Зашел в отдел оформления, здесь было несколько комнат, первая – большая, вроде гостиной. В ней колготились суетливые, как ртуть, фотокорреспонденты: одни шли на съемки, другие приходили, что-то рассказывали, чем-то возмущались.
Из этой комнаты – вход в другую, всегда темную,- там лаборатория. Заведовал ею Витя Бирюков. Кажется, он один здесь был русский, да еще Анатолий Васильевич Скурихин – художник-фотограф, большой выдумщик и фантазер. Его снимки, композиции поражали красотой, неожиданностью темы, сюжета. Скурихин работал еще при царе, он никого не боялся – любая газета, журнал почли бы за честь иметь такого сотрудника. Его не трогали. Витю Бирюкова – тоже. В газете даже боялись, как бы он не заболел, не ушел в отпуск.
Удивительные это были люди – и очень разные.
Бирюков – невысокий ростом, тихий, скромный. Когда я пришел в газету, он в первый же вечер заглянул к нам в промышленный отдел, робко поздоровался, оглядел всех – никто на него не обратил внимания – и подошел ко мне. Подавая фотографию, сказал:
– Не поможете… подтекстовку написать?
И положил на стол листок, на котором значились данные: фамилия, имя, должность. Новатор, мастер…
По живому его рассказу я написал не «подтекстовку», а заметку, нечто вроде маленького репортажа.
– Вот… если подойдет.
Снимок и репортаж напечатали. А через неделю он встретил меня в коридоре.
– Получил гонорар. В ресторан что ли сходим?
– Да что вы? Какой ресторан? Ради бога, пустяки какие. А, кстати, почему вы не приходите? Другие ко мне обращаются, а вы – нет.
– Другие ходят? Ах, нахалы! Но я не виноват. Не говорил им, что вы помогли. Но они сами… пронюхали. Да разве от них что скроешь?

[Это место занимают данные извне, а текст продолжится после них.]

PR #2519, opened 2026-09-16
Don't carry a bolus progress reporter across a cancel

ps2:
Reported in the field as a status row reading **"Bolus Canceled: Delivered 1.80 of 0.20 U"** — delivered larger than programmed, and neither figure matching the recorded dose.

## What happened

The two numbers come from two different boluses. From the reporter's Loop Report:

```
23:50:45 → 23:51:31   prog 1.9   deliv 1.15   manual      ← stopped from the status row
23:51:44 → 23:51:52   prog 0.2   deliv 0.2    automatic   ← 13 s later
```

`0.20` is the automatic bolus's `programmedUnits`, taken from the status row's dose. `1.80` came from the progress reporter still tracking the 1.9 U manual bolus that had just been cancelled — 1.80 was that reporter's time-based estimate at the moment of cancel, which is why it matches neither the 1.9 programmed nor the 1.15 the pump actually delivered.

## Cause

`bolusState.didSet` skipped creating a reporter when the previous state was `.canceling`:

```swift
case .inProgress(let doseNew):
    switch oldValue {
    case .inProgress(let doseOld):
        guard doseNew.syncIdentifier != doseOld.syncIdentifier else { break }
        bolusProgressReporter = ...
    case .canceling:
        break                  // ← stale reporter survives into the next bolus
    default:
        bolusProgressReporter = ...
    }
```

`main` does not have this hole — any transition into `.inProgress` from a state other than `.inProgress` builds a fresh reporter, and it also reseeds the visible cell:

```swift
// If there is an existing bolus progressCell, update its dose values now in case the app is currently in the
// background as otherwise these values won't get initialized and can contain stale data from some earlier bolus.
progressCell.totalUnits = dose.programmedUnits
progressCell.deliveredUnits = 0
```

Both behaviours were dropped here in #872 when that switch was restructured. They stayed dormant until #2511, which gave automatic boluses a progress reporter and a place in the status row — that is what allows a cancel to be followed by another bolus through the same row.

## Fix

Recreate the reporter on any transition into `.inProgress` that is not the same dose, and seed a visible cell with the new dose's programmed units and zero delivered.

The seed matters independently of the reporter: a bolus that starts while the app is backgrounded produces no progress callback, so without it the cell shows the previous bolus's numbers until one arrives.

## Testing

Builds clean. Not reproduced on hardware — it needs a bolus cancelled from the status row followed closely by another bolus, which is the sequence in the report above.

## Third commit: don't loop on CGM data that wasn't stored

Found from Marion's logs on this PR. Both times an automatic bolus could not be cancelled, it was one that started within seconds of the user cancelling the previous one — and both were triggered like this:

```
Skipping adding glucose sample due to existing cached sync identifier: 6aaa…
Triggering loop from new CGM data at 04:10:11
bolusState: initiating
```

The Nightscout CGM plugin re-delivers the newest reading Loop already holds on every poll. The glucose store rejects it as a duplicate, but `cgmManager(_:hasNew:)` ran the loop on any `.newData` more than 4.2 minutes after the last CGM-triggered loop, and discarded the one thing that said nothing was stored — `addGlucoseSamples`' return value. So a poll with no new glucose ran a full dosing cycle against the just-reduced IOB and recommended the shortfall back.

`processCGMReadingResult` now returns whether a sample was stored, and the loop trigger requires it. The plugin-side half (stop re-delivering the cutoff reading) is LoopKit/NightscoutRemoteCGM#36.

Not addressed: on the next *legitimate* reading, the loop will still re-recommend the shortfall of a bolus the user just cancelled. Nothing on the dosing side remembers a cancel; that's a policy question, not a bug fix.

## Fourth commit: also gate the heartbeat/refresh loop on new CGM

The third commit gated the CGM *push* path (`cgmManager(_:hasNew:)`). Marion had that commit and still saw two autoboluses ~19 s apart, because the *pull* path — `refreshCGM()`, run on the pump BLE heartbeat — looped on `lastLoopCompleted > 4.2 min` and ignored whether a new reading had arrived. It dosed 1.5 U on the previous reading when the heartbeat fired, then the fresh reading dosed 1.35 U 19 s later.

`refreshCGM()` now loops only when the CGM check stored a new value (the `storedNewGlucose` it previously discarded). With both the push and pull paths gated on a stored-new sample, the glucose store's syncID dedup is the single arbiter — whichever stores a given reading first loops, the other no-ops — so heartbeat and push can no longer double-fire on the same reading. A heartbeat with no new CGM now just wakes and fetches, per the intended design (loop only on fresh CGM).

Note: this also applies to a manual pull-to-refresh (via `refreshDeviceData()`), which now likewise loops only on a new reading.


marionbarker:
## Test

✅ Successful fix
See section about single failure to cancel AB - it was immediately after a rebuild

### Reproduce the error

Build next-dev, commit f0c0f55
This has the Loop modification that adds autobolus back to the bolus progress on the main screen but is missing the code in this PR.
Use an SE 3rd gen phone running iOS 27.0 that is using Nightscout as a CGM and is attached to an Omnipod 5 pod.

The glucose pattern on the test phone is flat.
* enter 45 g carbs and reduce the actual bolus to 1 U
* as soon as bolus progress shows up, lock the phone (0.1 U of 1 U)
* at next CGM entry, should hear pod delivering
* ❌ unlock phone and note mismatch in expected total, it incorrectly indicates 1 U instead of the actual amount
* cancel the bolus as soon as it exceeds 1 U (1.1 of 1.0)

### Demonstrate the fix

Open the Loop while rebuilding.
Point the Loop submodule to fix/stale-bolus-progress and rebuild.

❌ As soon as the build was finished, I closed the loop and the app immediately start an autobolus of 0,65 U. I was not able to cancel the autobolus before it completed.

* add more carbs and issue a 0.5 U manual bolus, ensure I can cancel this bolus and I can
* issue an 0.4 U manual bolus and lock the phone as soon as the bolus progress display starts
* wait for next CGM update when I hear the pod start to click and unlock to confirm the display updated properly
   * ✅ it successfully shows progress for xx of 1.3 U
   * and I was successful at canceling the autobolus

### Test ability to cancel autobolus

Disable closed loop again but do not do a rebuild.
* wait for next cgm reading to come in
* enable closed loop and see if an autobolus starts
* ✅ autobolus started and was able to cancel it

### Single failure to cancel AB

Very disconcerting that I could not cancel an autobolus when I first enabled closed loop following a rebuild.

I think it was because I had just rebuilt and sometimes the phone is sluggish to respond to taps after a rebuild - takes a few minutes to be responsive.

I continued testing by letting autobolus run for a few cycles and was ✅ always successful canceling later AB.

The Xcode debug log from building with this PR is attached.

[20260915_2054_Xcode_CouldNotCancelFirstAB_after_rebuild,txt.zip](https://github.com/user-attachments/files/32270504/20260915_2054_Xcode_CouldNotCancelFirstAB_after_rebuild.txt.zip)

marionbarker (approved):
Approve by test

marionbarker:
This may be a new issue. I unlocked the phone when I hear clicks, cancelled an autobolus and a new one started and I could not cancel that one.

I will do more testing tomorrow.

marionbarker:
This is the last few minutes of the Xcode debug log.
* [20260915_2115_Xcode_cannot_cancel_AB.txt](https://github.com/user-attachments/files/32270829/20260915_2115_Xcode_cannot_cancel_AB.txt)

ps2:
Thanks Marion — both "could not cancel" cases are the same bug, and it's mine from LoopKit/Loop#2511, not the rebuild. Your logs show it exactly:

```
03:45:05  AB 0.65 U → cancelled           04:09:52  AB 0.55 U → cancelled
03:45:12  AB 0.60 U starts (+7 s)  ✗       04:10:12  AB 0.40 U starts (+20 s)  ✗
```

After a cancel, the "Bolus Canceled: Delivered …" row stays up for 30 seconds for an automatic bolus, and `determineStatusRowMode` ranks that row above an in-progress bolus. So a bolus that starts inside that window has no "Tap to Stop" row at all until the timer expires — and a 0.4 U bolus is long finished by then. Before #2511 automatic boluses never used this row, so the ordering was harmless.

Fixed in the second commit here: a new bolus now clears the canceled row and takes it over, so it can be stopped. Your first two steps (lock during progress, unlock at next reading) still exercise the original stale-values fix; the re-test for this one is simply "cancel an autobolus, then cancel the one that starts right after".

Separately, in both logs Loop starts a **new automatic bolus within seconds of the user cancelling one**, and at 03:50 it even tried to enact another while one was running (`enactBolus failed: unfinalizedBolus`). Cancelling an automatic bolus is effectively futile if the next cycle re-issues it immediately.

ps2:
Added the fix for the immediate re-dose, since it's the same failure you saw: the loop that issued the second autobolus was triggered by a Nightscout poll re-delivering a reading Loop already had (`Skipping adding glucose sample… → Triggering loop from new CGM data` in both your logs). Loop now only triggers from CGM data that was actually stored. There's a companion fix on the Nightscout plugin side so it stops re-delivering that reading in the first place.

marionbarker:
## Test

✅ Successful test

### Configuration

Update the SE 3rd gen iOS 27 phone connected to Nightscout as CGM and Omnipod 5 pod using next-dev for all submodules (except Loop) and use fix/stale-bolus-progress for Loop.

List of submodules at end of this comment.

### Demonstrate the solution

* add carbs and change bolus to 0.5 U, lock phone as soon as bolus progress shows
* at next cgm reading, hear pod begin to deliver and unlock
* ✅ confirm that the bolus progress is correct

### Repeat the cancel for multiple autobolus

* add more carbs with no manual bolus
* cancel each autobolus and ensure another one does not start right away
   * ✅ CGM reading 1 - cancel was successful, left phone unlocked
   * ✅ CGM reading 2 - cancel was successful, this time I locked the phone after the cancel
   * ✅ CGM reading 3 - cancel was successful
      * ❓ I tapped the (i) for more information and while reading about the issue report option, another autobolus started again, but I was able to ✅ cancel it successfully
   * ✅ CGM reading 4 - cancel was successful
      * repeat the cancel and tap the (i), read it, tried the two options (issue report and not now)
      * this time there was not another autobolus, lock phone
   * ✅ CGM reading 5 - cancel was successful
 
### List of submodules:
```
* buildDateString: Wed Sep 16 11:13:21 PDT 2026
* xcodeVersion: 17F113
* Workspace branch: next-dev
* Workspace SHA: f0c0f55
* Submodule name: branch, SHA
*   AmplitudeService: next-dev, d73d20d
*   CGMBLEKit: next-dev, 48bbfad
*   EversenseKit: detached, e7b1ad7
*   G7SensorKit: next-dev, fb87aa9
*   LibreCRKit: detached, c562170
*   LibreLoop: detached, 415b799
*   LibreTransmitter: next-dev, afba845
*   LogglyService: next-dev, 44f97c9
*   Loop: fix/stale-bolus-progress, 56fb6ad
*   LoopAlgorithm: detached, 7d016fb
*   LoopKit: next-dev, 6083d81
*   LoopOnboarding: next-dev, da95d69
*   LoopSupport: next-dev, b93873f
*   MedtrumKit: detached, 3b3af0c
*   MinimedKit: next-dev, 50b942b
*   Minizip: detached, 66483b4
*   MixpanelService: detached, 4a4b433
*   NightscoutRemoteCGM: next-dev, 526328e
*   NightscoutService: next-dev, 09dc797
*   OmnipodKit: next-dev, d9b5966
*   RileyLinkKit: next-dev, 8ba261c
*   TidepoolService: next-dev, 765bcb9
*   TrueTime.swift: master, 5dc1285
*   dexcom-share-client-swift: next-dev, e4c2796
```

marionbarker:
## Configuration Update:

I checked the submodule listing in the previous comment and noticed this:
* NightscoutRemoteCGM: next-dev, 526328e

This is behind actual next-dev. I did not update properly. I will repeat this test.

For this one submodule, these are the commits I was missing:
```
NightscoutRemoteCGM % gl -10
1a73e9e (HEAD -> next-dev, origin/next-dev) Merge pull request #36 from LoopKit/fix/exclude-cutoff-sample
6b0aeb3 Don't report the newest known reading as new on every poll
fc78fec Merge commit '6ca838aa6872a55ffabf30c6594a32f018b74817' into integrate-next-dev
443ff32 Localize optional API Secret helper text and placeholder
6ca838a Update xcstrings
526328e Sort glucose before filterDateRange; fix latestBackfill selection
```

marionbarker:
## Test again

### Updated configuration

I was using an old clone - so I pulled a new one so all my remotes point to the correct place.
I used a modified define_common so the update_submodules_ref got the correct branches.

Starting with LoopWorkspace, next-dev `f0c0f55`, these are the updates to submodules:
LoopWorkspace % git submodule status Loop NightscoutRemoteCGM 
+bf02eb3a7d45c48e6a9bdb76e1ec2da733b3d4f7 Loop (v3.4.2-636-gbf02eb3a)
+1a73e9e7c491111273c46b3b7d9ee57339c1b9e5 NightscoutRemoteCGM (heads/next-dev)

### Planned test

Build to the same phone and configure so each CGM reading will trigger an autobolus.
Cancel each autobolus and observe the behavior, making sure no back to back autoboluses happen during the test.

marionbarker:
## Test Duplicate Autobolus

✅ Successful test

The last test was successful in demonstrating Autobolus could always be canceled.
This test is to see if we get back to back autobolus as happened in one time out of five in this test: https://github.com/LoopKit/Loop/pull/2519#issuecomment-5702912807

### Configuration

The configuration is detailed here: https://github.com/LoopKit/Loop/pull/2519#issuecomment-5706279496

### Test Details

Upload a flat glucose pattern of about 110 mg/dL to Nightscout at 5 minute intervals.
* Enter carbs and save without bolusing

«Подтекстовки» – большая проблема для фоторепортеров. Редкий из них может составить текст, объясняющий снимок,- большинство подолгу ходит по отделам, просит, унижается, но журналисты отмахиваются от них, как от назойливых мух, Я же не мог отказать товарищу по газете. Всегда, где бы ни работал, старательно делал им маленькие рассказы. За хороший текст, как и за снимок, платили гонорар, но ни денег, ни подарков я от братьев своих по цеху не брал, зато они платили мне трогательной мужской любовью. И заходил я к ним как к родным людям.